START RECORD EXCERPTS
PR #4589, opened 2024-03-01
Make compiler inject appropriate -target option when linking Mach-O binaries

kinke:


JohanEngelen:
I'm going on vacation for a week, so can't test this until after 10 March.

This change is a little risky I have noticed, because the linker spits out a warning when it gets both `-arch ...` and `-triple ...` (which did happen for something similar to this change when working on #4431). Not nice to always see a warning when you compile a D program.

kinke:
Don't worry, this is v1.38 stuff. :) - But I think it makes sense, more flexible this way (I hated having to hardcode iOS 12.0 in the config...).

JohanEngelen:
I downloaded the universal build artifact and tested building LDC, and it failed when linking because again the `-target` is not detected correctly (I knew this was going to happen for when -target is at the end of link flags...):
```
-- Host D compiler linker flags: -L/Users/johan/ldc/test_gha/ldc2-746fb353-osx-universal/bin/../lib-arm64;-lphobos2-ldc;-ldruntime-ldc;-Wl,-dead_strip;-lpthread;-lm;-target;arm64-apple-macos14
```
this results in `-larm64-apple-macos14` flag.

I fixed that issue here: https://github.com/ldc-developers/ldc/pull/4603

With that change, building LDC works without issues.

JohanEngelen:
LGTM.

(the user can always override this triple with `-mtriple=`)

PR #4598, opened 2024-03-19
Add missing `llvm.assume` intrinsic.

JohanEngelen:


JohanEngelen:
FYI:
```
    auto vtable = a.__vptr;
    a.foo();
    llvm_assume(vtable == a.__vptr);
```
works for one part of #4596  ;-)

PR #563, opened 2022-01-03
Suggested gotcha note for the English version

cabbiepete:
Needs translation.

### DIFF
--- a/content/visual-testing-handbook/react/en/automate.md
+++ b/content/visual-testing-handbook/react/en/automate.md
@@ -74,6 +74,8 @@ yarn chromatic --project-token=<project-token>
 
 ![Chromatic running](/intro-to-storybook/chromatic-manual-storybook-console-log.png)
 
+**GOTCHA: If you're project has less than 2 commits chromatic publishing will fail while `Retrieving git information` add another commit and try again.**
+
 With this one command, you published your Storybook, triggered Chromatic to capture an image snapshot of each story (in a standardized cloud browser), and set the snapshot as the baseline.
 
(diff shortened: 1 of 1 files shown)


jonniebigodes:
@cabbiepete thanks for taking the time and effort to create the pull request and improve the tutorial. But looking at it actually is not actually necessary. To give you a bit of context, if you follow along with the tutorial you should have 2 commits when publishing to Chromatic. One when you set up the repo in GitHub and the other one after adding the Chromatic CLI to your project. It was implemented that way to avoid situations like the one you're mentioning in this pull request.

Hope you don't mind but in this case, I'm closing the pull request.

Have a great day!

Stay safe

cabbiepete:
> @cabbiepete thanks for taking the time and effort to create the pull request and improve the tutorial. But looking at it actually is not actually necessary. To give you a bit of context, if you follow along with the tutorial you should have 2 commits when publishing to Chromatic. One when you set up the repo in GitHub and the other one after adding the Chromatic CLI to your project. It was implemented that way to avoid situations like the one you're mentioning in this pull request.
> 
> Hope you don't mind but in this case, I'm closing the pull request.
> 
> Have a great day!
> 
> Stay safe

Sure your call ultimately. 

Perhaps it's worth simplifying the cli explaination? That seems to assume you did a shallow clone when actually this other situation also clearly exists, most developers won't even know what a shallow clone is as it is not a day to day use case for git.

jonniebigodes:
@cabbiepete we can work with that if you're ok with opening up an issue in the CLI's [repo](https://github.com/chromaui/chromatic-cli) and mention your latest comment the team can take a look at it and adjust the messaging for clarity. Sounds good?

PR #572, opened 2022-01-31
Update get-started.md

lrcorona2014:


jonniebigodes:
@lrcorona2014 hope you don't mind, but I'm going to close this pull request, the reason being is that we much rather have a full update of the Spanish translation,  instead of just adding this small change? The reason I'm asking this is due to the fact that those translations are a bit outdated and require some work to match the current version of the tutorials. If you're ok with it. Drop a message in the issue set up for translations and hopefully connect with other community members that have expressed interest in translating in the past.


Hope you have a great weekend 

Stay safe

PR #587, opened 2022-02-17
Grammar updates across all content

benkane:
Change setup to set up when it's used as a verb


kylegach (approved):
Thanks once more, Ben! So helpful that you went the extra mile and did the fix across the entire repo. 🙏 

Great first contribution, too! ❤️  🥳

PR #597, opened 2022-05-03
Fix task ids in mapped data

murphyslaw:
The id of the task was not interpolated but passed as a literal `${task.id}` string, which meant that all tasks had the same id, which in turn prevented the interactions from working properly later on.

### DIFF
--- a/content/intro-to-storybook/react/en/screen.md
+++ b/content/intro-to-storybook/react/en/screen.md
@@ -47,7 +47,7 @@ const TaskBoxData = {
 +   );
 +   const data = await response.json();
 +   const result = data.map((task) => ({
-+     id: `${task.id}`,
++     id: task.id,
 +     title: task.title,
 +     state: task.completed ? 'TASK_ARCHIVED' : 'TASK_INBOX',
 +   }));


murphyslaw:
@jonniebigodes I tested around further and figured out, that I made a stupid typo mistake. Instead of `${task.id}` I actually wrote `$(task.id)`, which did not evaluate the variable but just simply set the ID to literally `$(task.id)`. This meant, that every task ID was assigned the string `$(task.id)`, which then was the reason for my interactions to fail, because they relied on each task having different ids.

So the fix on my side should have been to use curly braces instead of round ones and leave the type as string. I went too far with the change I proposed here in the pull request, which really changed the type to an integer. Even though this helped to solve my issue with assigning correct, unique IDs, it was not needed if the variable would just have been evaluated correctly with the curly braces and turned into a string. Good that you had type checkings included, so my solution was exposed as a too far reaching solution.

Again, I'm really sorry for spending your valuable time because of my typing mistake.

jonniebigodes:
@murphyslaw no problem whatsoever, glad that I was able to help you triage and point you in the right direction and helped fix the issue you had. Also no need to apologize whatsoever, we're all learning here :)!

Hop you have a great weekend.

Stay safe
END RECORD EXCERPTS
TRY IT: Exact transcription of the listing is needed, with no line left out.

SOLUTION:
PR #4589, opened 2024-03-01
Make compiler inject appropriate -target option when linking Mach-O binaries

kinke:


JohanEngelen:
I'm going on vacation for a week, so can't test this until after 10 March.

This change is a little risky I have noticed, because the linker spits out a warning when it gets both `-arch ...` and `-triple ...` (which did happen for something similar to this change when working on #4431). Not nice to always see a warning when you compile a D program.

kinke:
Don't worry, this is v1.38 stuff. :) - But I think it makes sense, more flexible this way (I hated having to hardcode iOS 12.0 in the config...).

JohanEngelen:
I downloaded the universal build artifact and tested building LDC, and it failed when linking because again the `-target` is not detected correctly (I knew this was going to happen for when -target is at the end of link flags...):
```
-- Host D compiler linker flags: -L/Users/johan/ldc/test_gha/ldc2-746fb353-osx-universal/bin/../lib-arm64;-lphobos2-ldc;-ldruntime-ldc;-Wl,-dead_strip;-lpthread;-lm;-target;arm64-apple-macos14
```
this results in `-larm64-apple-macos14` flag.

I fixed that issue here: https://github.com/ldc-developers/ldc/pull/4603

With that change, building LDC works without issues.

JohanEngelen:
LGTM.

(the user can always override this triple with `-mtriple=`)

PR #4598, opened 2024-03-19
Add missing `llvm.assume` intrinsic.

JohanEngelen:


JohanEngelen:
FYI:
```
    auto vtable = a.__vptr;
    a.foo();
    llvm_assume(vtable == a.__vptr);
```
works for one part of #4596  ;-)

PR #563, opened 2022-01-03
Suggested gotcha note for the English version

cabbiepete:
Needs translation.

### DIFF
--- a/content/visual-testing-handbook/react/en/automate.md
+++ b/content/visual-testing-handbook/react/en/automate.md
@@ -74,6 +74,8 @@ yarn chromatic --project-token=<project-token>
 
 ![Chromatic running](/intro-to-storybook/chromatic-manual-storybook-console-log.png)
 
+**GOTCHA: If you're project has less than 2 commits chromatic publishing will fail while `Retrieving git information` add another commit and try again.**
+
 With this one command, you published your Storybook, triggered Chromatic to capture an image snapshot of each story (in a standardized cloud browser), and set the snapshot as the baseline.
 
(diff shortened: 1 of 1 files shown)


jonniebigodes:
@cabbiepete thanks for taking the time and effort to create the pull request and improve the tutorial. But looking at it actually is not actually necessary. To give you a bit of context, if you follow along with the tutorial you should have 2 commits when publishing to Chromatic. One when you set up the repo in GitHub and the other one after adding the Chromatic CLI to your project. It was implemented that way to avoid situations like the one you're mentioning in this pull request.

Hope you don't mind but in this case, I'm closing the pull request.

Have a great day!

Stay safe

cabbiepete:
> @cabbiepete thanks for taking the time and effort to create the pull request and improve the tutorial. But looking at it actually is not actually necessary. To give you a bit of context, if you follow along with the tutorial you should have 2 commits when publishing to Chromatic. One when you set up the repo in GitHub and the other one after adding the Chromatic CLI to your project. It was implemented that way to avoid situations like the one you're mentioning in this pull request.
> 
> Hope you don't mind but in this case, I'm closing the pull request.
> 
> Have a great day!
> 
> Stay safe

Sure your call ultimately. 

Perhaps it's worth simplifying the cli explaination? That seems to assume you did a shallow clone when actually this other situation also clearly exists, most developers won't even know what a shallow clone is as it is not a day to day use case for git.

jonniebigodes:
@cabbiepete we can work with that if you're ok with opening up an issue in the CLI's [repo](https://github.com/chromaui/chromatic-cli) and mention your latest comment the team can take a look at it and adjust the messaging for clarity. Sounds good?

PR #572, opened 2022-01-31
Update get-started.md

lrcorona2014:


jonniebigodes:
@lrcorona2014 hope you don't mind, but I'm going to close this pull request, the reason being is that we much rather have a full update of the Spanish translation,  instead of just adding this small change? The reason I'm asking this is due to the fact that those translations are a bit outdated and require some work to match the current version of the tutorials. If you're ok with it. Drop a message in the issue set up for translations and hopefully connect with other community members that have expressed interest in translating in the past.


Hope you have a great weekend 

Stay safe

PR #587, opened 2022-02-17
Grammar updates across all content

benkane:
Change setup to set up when it's used as a verb


kylegach (approved):
Thanks once more, Ben! So helpful that you went the extra mile and did the fix across the entire repo. 🙏 

Great first contribution, too! ❤️  🥳

PR #597, opened 2022-05-03
Fix task ids in mapped data

murphyslaw:
The id of the task was not interpolated but passed as a literal `${task.id}` string, which meant that all tasks had the same id, which in turn prevented the interactions from working properly later on.

### DIFF
--- a/content/intro-to-storybook/react/en/screen.md
+++ b/content/intro-to-storybook/react/en/screen.md
@@ -47,7 +47,7 @@ const TaskBoxData = {
 +   );
 +   const data = await response.json();
 +   const result = data.map((task) => ({
-+     id: `${task.id}`,
++     id: task.id,
 +     title: task.title,
 +     state: task.completed ? 'TASK_ARCHIVED' : 'TASK_INBOX',
 +   }));


murphyslaw:
@jonniebigodes I tested around further and figured out, that I made a stupid typo mistake. Instead of `${task.id}` I actually wrote `$(task.id)`, which did not evaluate the variable but just simply set the ID to literally `$(task.id)`. This meant, that every task ID was assigned the string `$(task.id)`, which then was the reason for my interactions to fail, because they relied on each task having different ids.

So the fix on my side should have been to use curly braces instead of round ones and leave the type as string. I went too far with the change I proposed here in the pull request, which really changed the type to an integer. Even though this helped to solve my issue with assigning correct, unique IDs, it was not needed if the variable would just have been evaluated correctly with the curly braces and turned into a string. Good that you had type checkings included, so my solution was exposed as a too far reaching solution.

Again, I'm really sorry for spending your valuable time because of my typing mistake.

jonniebigodes:
@murphyslaw no problem whatsoever, glad that I was able to help you triage and point you in the right direction and helped fix the issue you had. Also no need to apologize whatsoever, we're all learning here :)!

Hop you have a great weekend.

Stay safe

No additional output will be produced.